_Description of the task:_ Go through the records and extract every line with the word "result".

# # # # #

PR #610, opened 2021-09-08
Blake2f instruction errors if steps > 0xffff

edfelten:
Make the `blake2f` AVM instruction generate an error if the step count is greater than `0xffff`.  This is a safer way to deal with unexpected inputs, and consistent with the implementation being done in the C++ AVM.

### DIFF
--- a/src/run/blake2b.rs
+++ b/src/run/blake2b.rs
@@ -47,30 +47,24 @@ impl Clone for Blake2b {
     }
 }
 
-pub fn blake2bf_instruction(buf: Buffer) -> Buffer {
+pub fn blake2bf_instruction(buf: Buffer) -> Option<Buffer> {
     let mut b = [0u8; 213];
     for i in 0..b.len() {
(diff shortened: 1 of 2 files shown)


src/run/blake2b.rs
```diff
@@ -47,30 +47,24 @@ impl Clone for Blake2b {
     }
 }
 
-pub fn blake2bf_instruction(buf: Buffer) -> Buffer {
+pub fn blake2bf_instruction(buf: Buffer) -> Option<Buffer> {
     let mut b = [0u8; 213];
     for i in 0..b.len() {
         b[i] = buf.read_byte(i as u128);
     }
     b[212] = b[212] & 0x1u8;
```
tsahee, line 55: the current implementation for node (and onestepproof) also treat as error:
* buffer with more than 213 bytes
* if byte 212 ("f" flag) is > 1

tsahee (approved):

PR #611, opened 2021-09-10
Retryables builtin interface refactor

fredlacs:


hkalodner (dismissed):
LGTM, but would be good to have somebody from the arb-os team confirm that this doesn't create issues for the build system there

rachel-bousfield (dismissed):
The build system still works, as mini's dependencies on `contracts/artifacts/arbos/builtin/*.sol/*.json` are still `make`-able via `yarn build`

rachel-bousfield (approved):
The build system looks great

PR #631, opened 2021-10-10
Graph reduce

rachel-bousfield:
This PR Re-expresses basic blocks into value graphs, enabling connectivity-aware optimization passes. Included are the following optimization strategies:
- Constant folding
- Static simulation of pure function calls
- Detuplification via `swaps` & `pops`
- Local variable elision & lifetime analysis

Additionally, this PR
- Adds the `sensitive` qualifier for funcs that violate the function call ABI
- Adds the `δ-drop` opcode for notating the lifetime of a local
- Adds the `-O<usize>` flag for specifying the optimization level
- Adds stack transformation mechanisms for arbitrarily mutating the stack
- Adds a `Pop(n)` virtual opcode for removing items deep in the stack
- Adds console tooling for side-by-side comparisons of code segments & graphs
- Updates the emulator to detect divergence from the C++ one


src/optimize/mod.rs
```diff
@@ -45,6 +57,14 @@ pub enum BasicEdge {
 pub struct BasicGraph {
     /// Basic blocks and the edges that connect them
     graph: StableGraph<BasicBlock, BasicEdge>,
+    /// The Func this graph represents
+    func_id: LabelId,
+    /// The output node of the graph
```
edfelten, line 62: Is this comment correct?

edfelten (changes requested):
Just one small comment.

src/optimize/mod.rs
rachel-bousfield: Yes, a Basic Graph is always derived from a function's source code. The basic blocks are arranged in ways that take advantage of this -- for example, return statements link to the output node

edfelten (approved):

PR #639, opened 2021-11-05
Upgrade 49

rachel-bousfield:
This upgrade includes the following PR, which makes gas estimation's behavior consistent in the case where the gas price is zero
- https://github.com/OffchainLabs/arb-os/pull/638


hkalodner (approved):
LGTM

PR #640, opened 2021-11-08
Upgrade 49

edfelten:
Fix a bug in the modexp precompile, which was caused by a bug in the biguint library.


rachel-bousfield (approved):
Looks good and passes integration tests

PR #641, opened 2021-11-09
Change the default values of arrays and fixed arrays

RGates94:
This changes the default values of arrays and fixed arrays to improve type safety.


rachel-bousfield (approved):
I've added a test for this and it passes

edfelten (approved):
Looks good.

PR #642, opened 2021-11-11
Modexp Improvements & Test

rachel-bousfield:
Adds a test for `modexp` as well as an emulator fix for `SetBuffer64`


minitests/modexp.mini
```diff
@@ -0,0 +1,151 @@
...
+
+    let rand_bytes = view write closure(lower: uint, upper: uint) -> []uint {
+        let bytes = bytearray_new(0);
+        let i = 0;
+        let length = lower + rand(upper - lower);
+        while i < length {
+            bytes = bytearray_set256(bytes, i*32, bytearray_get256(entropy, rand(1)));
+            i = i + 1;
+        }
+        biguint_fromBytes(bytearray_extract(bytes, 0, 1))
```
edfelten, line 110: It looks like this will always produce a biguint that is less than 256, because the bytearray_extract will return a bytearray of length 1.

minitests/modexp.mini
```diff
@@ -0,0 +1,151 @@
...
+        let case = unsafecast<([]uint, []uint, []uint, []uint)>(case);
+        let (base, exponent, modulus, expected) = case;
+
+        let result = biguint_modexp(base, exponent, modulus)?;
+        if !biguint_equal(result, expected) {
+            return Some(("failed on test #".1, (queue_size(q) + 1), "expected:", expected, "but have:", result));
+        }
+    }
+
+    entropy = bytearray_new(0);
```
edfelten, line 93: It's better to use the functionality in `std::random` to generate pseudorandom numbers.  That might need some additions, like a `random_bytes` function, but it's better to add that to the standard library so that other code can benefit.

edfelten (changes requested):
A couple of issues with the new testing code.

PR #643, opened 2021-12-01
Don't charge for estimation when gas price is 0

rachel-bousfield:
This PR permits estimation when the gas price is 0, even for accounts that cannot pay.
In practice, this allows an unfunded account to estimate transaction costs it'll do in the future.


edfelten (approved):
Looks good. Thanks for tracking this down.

# # # # #

_Response to this task:_
+        let result = biguint_modexp(base, exponent, modulus)?;
+        if !biguint_equal(result, expected) {
+            return Some(("failed on test #".1, (queue_size(q) + 1), "expected:", expected, "but have:", result));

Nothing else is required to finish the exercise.